The Lawfare Blog, quickly described the Patriot Act.

“The way the program (often referred to as the “Section 215” program after the provision in the statute) worked, in simple terms, was that NSA would collect the records and search them to see with whom a suspected international terrorist had been in telephone contact, including individuals inside the United States. When NSA identified additional contacts, it provided these tips to the FBI. In certain instances, the tips have provided valuable information in FBI terror plot investigations.”

The Patriot Act Section 215 was used to collect metadata records. Remember this isn’t a few bits of metadata, the NSA’s mission was to collect it all, and that mission became the agency’s own problem. As the records piled up, not enough analysts were able to sift through it all. This pile of collected records is known as the “haystack”.

When challenged with the legality of dragnet surveillance, the NSA would invariably say, “the N.S.A. uses the word ‘acquire’ only when it pulls information out of its gigantic database of communications and not when it first intercepts and stores the information.” Basically, until an analyst utilized the information collected, the data was not considered seized. The NSA used this word-game as an escape valve to say that it wasn’t breaking the law set by the Fourth Amendment.

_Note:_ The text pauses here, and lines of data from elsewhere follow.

PR #2310, opened 2024-11-25
Dmp 4373 dets to arm darts to arm invalid line files failing

karen-hedges:

https://tools.hmcts.net/jira/browse/DMP-4373

### Change description ###

Added code to parse the input field if the invalid line file response input field has invalid json

```
[ ] Yes
[x ] No
```


src/main/java/uk/gov/hmcts/darts/arm/util/ArmResponseFilesUtil.java
```diff
@@ -37,4 +41,28 @@ public static String getObjectTypeId(ExternalObjectDirectoryEntity externalObjec
...
+
+    public static Integer getRelationIdFromArmResponseFilesInputField(String input) {
+        try {
+            String relationId = findFirstPatternMatch("\"relation_id\".*?:.*?\"([^\"]+)\"", input);
+            return Integer.parseInt(relationId);
+        } catch (Exception e) {
+            log.error("Error: {}", e.getMessage());
+        }
+        return null;
+    }
```
Ben-Edwards-cgi, line 53: @hemantasharma1129  @jackmaloney  if we get invalid JSON returned to us should we still be trying to to get a relation_id or should we log this for live support to work out?

Conscious this could cause us issues if we grab the incorrect relation_id

src/main/java/uk/gov/hmcts/darts/arm/util/ArmResponseFilesUtil.java
```diff
@@ -37,4 +41,28 @@ public static String getObjectTypeId(ExternalObjectDirectoryEntity externalObjec
...
+
+    public static String getOperationFromArmResponseFilesInputField(String input) {
+        return findFirstPatternMatch("\"operation_id\".*?:.*?\"([^\"]+)\"", input);
```
Ben-Edwards-cgi, line 56: Dependent on the response from the previous comment it maybe better to assume we always get valid json return then grab the operation_id from this valid json.

If the response from previous comment is that we still want to grab these details from invalid JSON then this comment can be ignored :)

src/main/java/uk/gov/hmcts/darts/arm/service/impl/AbstractArmBatchProcessResponseFiles.java
```diff
@@ -387,16 +389,35 @@ private void processMultipleInvalidLineFiles(ArmResponseBatchData armResponseBat
...
+    private String getOperation(ArmResponseInvalidLineRecord record) {
+        UploadNewFileRecord uploadRecord = readInputJson(record.getInput());
+        if (uploadRecord != null) {
+            return uploadRecord.getOperation();
+        }
+        String operation = getOperationFromArmResponseFilesInputField(record.getInput());
+        return operation != null ? operation : "UNKNOWN";
+    }
+
+    private void appendErrorDescription(StringBuilder errorDescription, String operation, ArmResponseInvalidLineRecord record) {
```
Ben-Edwards-cgi, line 418: Entire class could benefit from unit testing

src/main/java/uk/gov/hmcts/darts/arm/util/ArmResponseFilesUtil.java
hemantasharma1129: We must extract the relationId from IL file for error handling. Thats how ARM will respond back so DARTS should be smart enough to extract it and update the DB with correct error message.

hemantasharma1129 (approved):

src/main/java/uk/gov/hmcts/darts/arm/util/ArmResponseFilesUtil.java
Ben-Edwards-cgi: Does this include when the JSON given to us is invalid?
It feels very risky to try and pull out the value from invalid json? as we could get the incorrect value and process it as if it is valid causing data integrity issues

hemantasharma1129: If the question is why reading the JSON, then answer is we must read it to make sure we update the DARTS system in case DARTS sends an INVALID manifest to ARM. Even if its invalid, we should be able to extract the relation_id to update DARTS db.
If the concern is around the Regex solution, happy to hear any other solution which is much safer to allow us to extract the relation_id from the IL file.

Ben-Edwards-cgi: I think any solution we have if we get invalid json (As in json structure is invalid not just wrong fields) something more fundamental has gone wrong that we need to fix first then we can replay these fields. It feels very risky to try and process invalid json to pull out the values, as we have 0 control or validation against this invalid json response, so it could cause security vulnerabilities as we are accepting what every they give us as well as data integrity issues as we are marking fields as invalid from the invalid json we get but the invalid Json could have returned us the wrong data (Which is likely if it is invalid json in the first place) so we could be marking the incorrect records as invalid. 

I believe the safest approach is to log the invalid json and skip processing then raise an alert on DynaTrace for live support team to investigate and if they want to manually replay or mark the file as failed.

src/main/java/uk/gov/hmcts/darts/arm/util/ArmResponseFilesUtil.java
karen-hedges: See Hemanta's comments

src/main/java/uk/gov/hmcts/darts/arm/service/impl/AbstractArmBatchProcessResponseFiles.java
karen-hedges: Updated integration tests to account for new code

src/main/java/uk/gov/hmcts/darts/arm/util/ArmResponseFilesUtil.java
Ben-Edwards-cgi: I'm happy for all other failures but for invalid json as it is a critical failure I don't think we should try to derive the values but instead force the logging route for it.

But for all other failures we can convert the object into json and grab the value (instead of using regex).

@hemantasharma1129  is this what you mean? If not it maybe worth having a quick 5-10 min chat on this

src/main/java/uk/gov/hmcts/darts/arm/service/impl/AbstractArmBatchProcessResponseFiles.java
karen-hedges: added some unit tests

src/main/java/uk/gov/hmcts/darts/arm/util/ArmResponseFilesUtil.java
karen-hedges: this has been removed

src/main/java/uk/gov/hmcts/darts/arm/service/impl/AbstractArmBatchProcessResponseFiles.java
```diff
@@ -678,13 +713,23 @@ private void readInvalidLineFile(BinaryData invalidLineFileBinary, InvalidLineFi
...
+                            armBatchResponses.addResponseBatchData(Integer.valueOf(uploadNewFileRecord.getRelationId()),
+                                                                   armResponseInvalidLineRecord, invalidLineFileFilenameProcessor);
+
+                        } else {
+                            log.warn("Unable to get EOD id (relation id) from uploadNewFileRecord {} invalid line file {}",
+                                     armResponseInvalidLineRecord.getInput(), invalidLineFileFilenameProcessor.getInvalidLineFilename());
+                        }
+                    } else {
+                        log.warn("Failed to obtain EOD id (relation id) from invalid line record {} from file {}", input,
+                                 invalidLineFileFilenameProcessor.getInvalidLineFilename());
```
Ben-Edwards-cgi, line 729: This code seems to be repeated a fair few times wonder if this could be pulled out into its own method?

src/main/java/uk/gov/hmcts/darts/arm/util/ArmResponseFilesUtil.java
```diff
@@ -9,13 +10,13 @@
 
 @UtilityClass
 @SuppressWarnings({"HideUtilityClassConstructor"})
+@Slf4j
```
Ben-Edwards-cgi, line 13: This is added but does not seem to be used?

src/test/java/uk/gov/hmcts/darts/common/service/impl/EodHelperMocks.java
```diff
@@ -37,6 +42,7 @@
 /**
  * Helper test class that mocks {@link EodHelper} entities and methods so that they can be used in unit tests.
  */
+@SuppressWarnings("PMD.NcssCount")
```
Ben-Edwards-cgi, line 45: Should be actioned instead of supressed

src/test/java/uk/gov/hmcts/darts/arm/service/impl/DetsToArmBatchProcessResponseFilesImplTest.java
```diff
@@ -0,0 +1,256 @@
...
+    @Mock
+    private ObjectStateRecordRepository osrRepository;
+    @Mock
+    private CurrentTimeHelper timeHelper;
+    @Mock
+    private UserIdentity userIdentity;
+
+    private DetsToArmBatchProcessResponseFilesImpl detsToArmBatchProcessResponseFilesImpl;
+
+    private static final EodHelperMocks EOD_HELPER_MOCKS = new EodHelperMocks();
```
Ben-Edwards-cgi, line 70: Should this be non-static as we would want the mocks to reset after each test?

src/test/java/uk/gov/hmcts/darts/arm/service/impl/DetsToArmBatchProcessResponseFilesImplTest.java
```diff
@@ -0,0 +1,256 @@
...
+    @Test
+    void preProcessResponseFilesActions() {
+        // given
+        when(osrRepository.findByArmEodId(String.valueOf(externalObjectDirectoryEntity.getId()))).thenReturn(Optional.of(objectStateRecordEntity));
+
+        // when
+        detsToArmBatchProcessResponseFilesImpl.preProcessResponseFilesActions(externalObjectDirectoryEntity.getId());
+
+        // then
+        verify(osrRepository, times(1)).findByArmEodId(String.valueOf(externalObjectDirectoryEntity.getId()));
```
Ben-Edwards-cgi, line 141: Verifications are usually better when they use hard coded values instead of method calls.

I.e getId() could return null but we actually want it to be 123. So checking 123 gives us more assurance

src/test/java/uk/gov/hmcts/darts/arm/service/impl/DetsToArmBatchProcessResponseFilesImplTest.java
```diff
@@ -0,0 +1,256 @@
...
+
+        // when
+        detsToArmBatchProcessResponseFilesImpl.onUploadFileChecksumValidationSuccess(batchInputUploadFileFilenameProcessor,
+                                                                                     batchData,
+                                                                                     uploadFileRecord,
+                                                                                     externalObjectDirectoryEntity,
+                                                                                     checksum);
+
+        // then
+        verify(osrRepository, times(1)).findByArmEodId(anyString());
```
Ben-Edwards-cgi, line 171: Verify should use expected values instead of any just to make sure it was hit with the right things

src/test/java/uk/gov/hmcts/darts/common/service/impl/EodHelperMocks.java
karen-hedges: This is on a test class so its not important

src/test/java/uk/gov/hmcts/darts/arm/service/impl/DetsToArmBatchProcessResponseFilesImplTest.java
```diff
@@ -0,0 +1,256 @@
...
+    void processInvalidLineFileActions() {
+        // given
+        ArmResponseInvalidLineRecord invalidLineRecord = new ArmResponseInvalidLineRecord();
+        invalidLineRecord.setErrorStatus("errorStatus");
+        invalidLineRecord.setExceptionDescription("exceptionDescription");
+        invalidLineRecord.setInput(
+            "{\\\"operation\\\":\\\"create_record\\\",\\\"relation_id\\\":\\\"<EODID>\\\","
+                + "\\\"record_metadata\\\":{\\\"record_class\\\":\\\"A360TEST\\\",\\\"publisher\\\":\\\"A360\\\","
+                + "\\\"region\\\":\\\"GBR\\\",\\\"title\\\":\\\"CGITestFilesMalformedManifest_1.00MB_100.00MB_001\\\","
+                + "\\\"recordDate\\\":\\\"2023-12-21T10:03:53Z\\\"}}");
```
Ben-Edwards-cgi, line 217: Optional: use """ instead of " to allow for easier reading of the text (would prevent the need for double escapes, etc

src/main/java/uk/gov/hmcts/darts/arm/service/impl/AbstractArmBatchProcessResponseFiles.java
karen-hedges: The pattern is similar but the objects retrieved are different and each type has there own methods. Its simple enough to just follow the logic.

src/main/java/uk/gov/hmcts/darts/arm/util/ArmResponseFilesUtil.java
karen-hedges: removed

src/test/java/uk/gov/hmcts/darts/arm/service/impl/DetsToArmBatchProcessResponseFilesImplTest.java
```diff
@@ -0,0 +1,256 @@
...
+    void preProcessResponseFilesActions() {
+        // given
+        when(osrRepository.findByArmEodId(String.valueOf(externalObjectDirectoryEntity.getId()))).thenReturn(Optional.of(objectStateRecordEntity));
+
+        // when
+        detsToArmBatchProcessResponseFilesImpl.preProcessResponseFilesActions(externalObjectDirectoryEntity.getId());
+
+        // then
+        verify(osrRepository, times(1)).findByArmEodId(String.valueOf(externalObjectDirectoryEntity.getId()));
+        verify(osrRepository, times(1)).save(objectStateRecordEntity);
```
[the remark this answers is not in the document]
karen-hedges: done

src/test/java/uk/gov/hmcts/darts/arm/service/impl/DetsToArmBatchProcessResponseFilesImplTest.java
karen-hedges: done

src/test/java/uk/gov/hmcts/darts/arm/service/impl/DetsToArmBatchProcessResponseFilesImplTest.java
karen-hedges: done

src/test/java/uk/gov/hmcts/darts/arm/service/impl/DetsToArmBatchProcessResponseFilesImplTest.java
karen-hedges: done

src/test/java/uk/gov/hmcts/darts/arm/service/impl/DetsToArmBatchProcessResponseFilesImplTest.java
Ben-Edwards-cgi: Its more for when we use verify as it will use the saved version for the counts, in this cause the static version which will never change.

so verify(EOD_HELPER_MOCKS.getMockedArmLocation(),times(1)).getId(), in this test and the same getId was called in a previous test the times called will be (2) but we only want it to be (1) as it has not reset the call count from the previous test as it is statically defined

src/test/java/uk/gov/hmcts/darts/common/service/impl/EodHelperMocks.java
Ben-Edwards-cgi: It is still important for test classes as it improves test maintainability, readability and quality.

karen-hedges: ITs been removed

src/test/java/uk/gov/hmcts/darts/arm/service/impl/DetsToArmBatchProcessResponseFilesImplTest.java
karen-hedges: I don't need to verify the EOD_HELPER_MOCKS

Ben-Edwards-cgi: Its more if we do verify on other tests, if this runs first it will break the verify

src/main/java/uk/gov/hmcts/darts/arm/service/impl/AbstractArmBatchProcessResponseFiles.java
Ben-Edwards-cgi: Its more from a maintainability and testability view point having the logic centralised means updates are centralised and changes do not get missed

karen-hedges: Its unnecessary testing.

Ben-Edwards-cgi: Sorry I mean having centralised logic instead of duplicate code means we only need to test it once instead of in every place it is used so we gain much high quality tests.

and by having centralised logic in production code it reduces the risk of defects and makes changes easier as you only need to change / test one place instead of all instances which means it becomes easier to miss stuff

jackmaloney: @Ben-Edwards-cgi do you mean to merge with other methods e.g. `readUploadFile` in the same class which looks very similar to this one? If so, I tend to agree that would be a good idea. This class is nearly a 1000 lines long now which is way too many. Anything to make things cleaner is probably good from a maintainability point, especially for another developer picking this up in future.

Ben-Edwards-cgi: Yeah exactly that just so the logic is in a method we can re-use to prevent us from duplicating

karen-hedges: This is a bug ticket. To optimise here is going to take time and 3 other tickets are awaiting this fix. If this is so necessary raise another to optimise but this needs to go in ASAP.

src/test/java/uk/gov/hmcts/darts/arm/service/impl/DetsToArmBatchProcessResponseFilesImplTest.java
karen-hedges: Again we should not be verifying the static test data.

Ben-Edwards-cgi: We may need to verify the returned result was called correctly to ensure we pass the correct values to other methods. For instance it had its getId called which we then pass to a repository, as these are all stored within your statically defined  EodHelperMocks the times it was called will be incorrect across tests

src/main/java/uk/gov/hmcts/darts/arm/service/impl/AbstractArmBatchProcessResponseFiles.java
hemantasharma1129: Dont think code optimisation/refactoring should be done part of this ticket. There should be a separate ticket to refactor the class and shouldnt be done part of a bug ticket which is blocking 6 other tickets.

jackmaloney: Yeh happy for a ticket to be raised to track this and get this one merged

karen-hedges: Created ticket to refactor: https://tools.hmcts.net/jira/browse/DMP-4414

src/test/java/uk/gov/hmcts/darts/arm/service/impl/DetsToArmBatchProcessResponseFilesImplTest.java
Ben-Edwards-cgi: So we can get this ticket merged in I have raised: https://tools.hmcts.net/jira/browse/DMP-4415 to look at this with a wider audience to gain a consensus on what the view is around static mocks

Ben-Edwards-cgi (approved):
Approved with exception to the comments that will be addressed in:
https://tools.hmcts.net/jira/browse/DMP-4415
https://tools.hmcts.net/jira/browse/DMP-4414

This quote by John Brennan in 2013 was also hint at the inefficiency of the NSA.

In an ABC News article, the deputy director of the NSA reported on the system used to sift through records under the Patriot Act.

“On the technical side, Chris Inglis, who served as the NSA’s deputy director until January 2014, recently told ABC News that when major telecommunications companies previously handed over customer records, the NSA “just didn’t ingest all of it.”

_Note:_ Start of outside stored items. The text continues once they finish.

PR #2320, opened 2024-11-26
DMP-2724: Inform ARM to delete unstructured data for a manual deletion request

Ben-Edwards-cgi:
### Change description ###
Following a user selected an audio/transcript file for manual deletion, DARTS will need to inform ARM so that the unstructured data is requested for manual deletion.

This will involve updating metadata and passing it to ARM.  Essentially resetting the retention date for the files to be deleted so that they have "expired" and providing a reason of "Manual Deletion".

In DMP-2925, the object from INBOUND and UNSTRUCTURED location gets deleted. Part of this ticket the same logic needs to be extended for ARM as well.

Since part of DMP-2925 most of the logic will be implemented already, we just have to implement the part highlighted in {color:#ff8b00}*ORANGE.*{color}

The task should identify files for manual deletion using the following logic
 * find all entries in the object_admin_action table where "marked_for_manual_deletion_ts" is greater than 24 hours ago.
 * the associated media record does not have "is_deleted" = true
 * the associated transcription document record does not have "is_deleted" = true

Once the media and transcription document records are identified the following needs to done
 * find associated object via external_object_directory entries for the med_id or trd_id

----------------------------------------------- ONLY IMPLEMENT THE FOLLOWING 4 STEPS --------------------------------------------------------
 * *{color:#ff8b00}check if the associated object is successfully saved in ARM i.e. check the corresponding record in EOD with status :  "STORED" and externale_location_type(elt_id) of "ARM"{color}*
 * *{color:#ff8b00}Call ARM's UpdateMetadata for the object chosen for manual deletion.{color}*
 * *{color:#ff8b00}In Updatemetadata, pass the following parameter:{color}*
 ** *{color:#ff8b00}event_date should be calculated as follows:{color}*
 *** *{color:#ff8b00}For media :- media.deleted_ts minus 100 Years (event-date-adjustment-years from application.yaml){color}*
 *** *{color:#ff8b00}For Transcription Document :- transcription_document.deleted_ts minus 100 Years (event-date-adjustment-years from application.yaml){color}*
 ** *{color:#ff8b00}retn_conf_reason should be a JSON object as shown below (e.g. of Media is shown but the same logic need to be implemented for transcription_doc, annotation_doc or case_document):{color}*
 *** 
{code:java}
{

  "manual_deletion_ts": "2024-06-26 12:10:00", (Media -> Object_Admin_action -> mark_for_manual_del_ts)

  "ret_conf_reason": "manual deletion reason", (Media -> Object_Admin_action -> Object_hidden_reason)   

  "ticket_reference":"INC12345", (Media -> Object_Admin_action -> ticket_reference)
  
  "comments":"test" (Media -> Object_Admin_action -> comments)
} {code}
 

 * *{color:#ff8b00}delete the external_object_directory record for "ARM" record{color}*

-------------------------------------------------------------------------------------------------------------------------------------------------------
 * {color:#172b4d}delete the external_object_directory record for "Inbound" and "Unstructured" record{color}
 * set is_deleted = true on the media or transcription_document entry

 
h4. User Story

“[NSA officials] were trying to make sure they were doing it exactly right,” he said, meaning making sure that the data was being pulled in according to existing privacy policies. The metadata also came in various forms from the different companies, so the NSA had to reformat much of it before loading it into a searchable database.

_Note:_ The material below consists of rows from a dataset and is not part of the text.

PR #2342, opened 2024-12-04
DMP-4256 CR and IL files are not getting deleted

karen-hedges:

https://tools.hmcts.net/jira/browse/DMP-4256

### Change description ###

Added more tests and updated the bash script to set the status in ARM response files. Also added code to delete the response files if they are invalid json

```
[ ] Yes
[ x] No
```

### DIFF
--- a/bin/generateBatchArmResponses.sh
+++ b/bin/generateBatchArmResponses.sh
@@ -46,7 +46,7 @@ addNewResponses () {
   fi
 
   #${parameter//pattern/string}
-  uiFileContentsParam="{\"operation\": \"upload_file\", \"transaction_id\": \"2d1c7f6f-224e-768e-a274-41af570e6502\", \"relation_id\": \"EODID\", \"a360_record_id\": \"1cf976c7-cedd-703f-ab70-01588bd56d50\", \"process_time\": \"2023-07-11T11:39:26.790000\", \"status\": 1, \"input\": \"{\\\"operation\\\": \\\"create_record\\\",\\\"relation_id\\\": \\\"EODID\",\\\"record_metadata\\\": {\\\"record_class\\\": \\\"A360TEST\",\\\"publisher\\\": \\\"A360\\\",\\\"recordDate\\\": \\\"2016-11-22T11:39:30Z\\\",\\\"region\\\": \\\"GBR\",\\\"title\\\": \\\"A360230711_TestIngestion_2\\\"}}\", \"exception_description\": null, \"errorStatus1\": null}"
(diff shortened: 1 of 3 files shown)


hemantasharma1129 (approved):

src/main/java/uk/gov/hmcts/darts/arm/service/impl/AbstractArmBatchProcessResponseFiles.java
```diff
@@ -534,6 +568,16 @@ private void readUploadFile(BinaryData uploadFileBinary, UploadFileFilenameProce
         }
     }
 
+    private ArmResponseUploadFileRecord getResponseUploadFileRecordOrDelete(Path jsonPath) throws IOException {
```
chrisbellingham-hmcts, line 571: Just a thought, but given there are 3 very similar versions of this method, consider genericising it to avoid the duplication. I.e is there enough commonality for all 3 to be replaced with a single method with the following signature?
```java
private <T> T getRecordOrDelete(Path jsonPath, Class<T> clazz, String errorMessage) throws IOException {
```

src/main/java/uk/gov/hmcts/darts/arm/service/impl/AbstractArmBatchProcessResponseFiles.java
```diff
@@ -328,6 +329,29 @@ && nonNull(armResponseBatchData.getUploadFileFilenameProcessor())) {
...
+                     armResponseBatchData.getUploadFileFilenameProcessor().getUploadFileFilenameAndPath());
+        }
+        if (CollectionUtils.isNotEmpty(armResponseBatchData.getInvalidLineFileFilenameProcessors())) {
+            armResponseBatchData.getInvalidLineFileFilenameProcessors().forEach(
+                invalidLineFileFilenameProcessor -> log.info("Found eod {} with invalid line file: {}",
+                                                             armResponseBatchData.getExternalObjectDirectoryId(),
+                                                             invalidLineFileFilenameProcessor.getInvalidLineFileFilenameAndPath())
+            );
+        }
+    }
```
chrisbellingham-hmcts, line 353: Could some of the `armResponseBatchData` attributes be assigned to variables, to avoid the repeated calls to their getters? I think it would help reduce the verbosity of the code somewhat.

bin/generateBatchArmResponses.sh
```diff
@@ -1,7 +1,8 @@
 #!/bin/bash
 echo "This script generates the ARM pull response files. These can be used for testing where ARM returns a response for an object such as media, transcription document, annotation document or case document to be stored in the ARM storage"
 
-uuid1=$(uuidgen)
+uuid1=$(uuidgen | tr -d '-')
+##uuid1=${uuid1//'-'/''}
```
chrisbellingham-hmcts, line 5: Intentional to leave the commented line here?

karen-hedges: doh

src/main/java/uk/gov/hmcts/darts/arm/service/impl/AbstractArmBatchProcessResponseFiles.java
karen-hedges: There is a ticket to refactor this class as its nearly 1000 lines long so might be best left for that?

src/main/java/uk/gov/hmcts/darts/arm/service/impl/AbstractArmBatchProcessResponseFiles.java
karen-hedges: There is a ticket to refactor this class. It might be bests its done then.

chrisbellingham-hmcts (approved):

Both hurdles meant that the NSA couldn’t keep up, and of all the metadata the agency wanted to be available for specific searches internally, only about a third of it actually was.”

However, that has changed. The USA Freedom Act is actually much better for the NSA than the Patriot Act was. It has increased efficiency of spying and made it easier to sort through records.

“The USA Freedom Act ended the NSA’s bulk collection of metadata but charged the telecommunications companies with keeping the data on hand. The NSA and other U.S. government agencies now must request information about specific phone numbers or other identifying elements from the telecommunications companies after going through the Foreign Intelligence Surveillance Act (FISA) court and arguing that there is a ‘reasonable, articulable suspicion’ that the number is associated with international terrorism.

“As a result, the NSA no longer has to worry about keeping up its own database and, according to Inglis, the percentage of available records has shot up from 30 percent to virtually 100. Rather than one internal, incomplete database, the NSA can now query any of several complete ones.

:The new system ‘guarantees that the NSA can have access to all of it,’ Inglis said.” [Emphasis added]

The ABC article continues with more bad news.

“Mark Rumold, a senior staff attorney at the Electronic Frontier Foundation, told ABC News he doesn’t have much of a problem with the NSA’s wider access to telephone data, since now the agency has to go through a ‘legitimate’ system with ‘procedural protections’ before jumping into the databases.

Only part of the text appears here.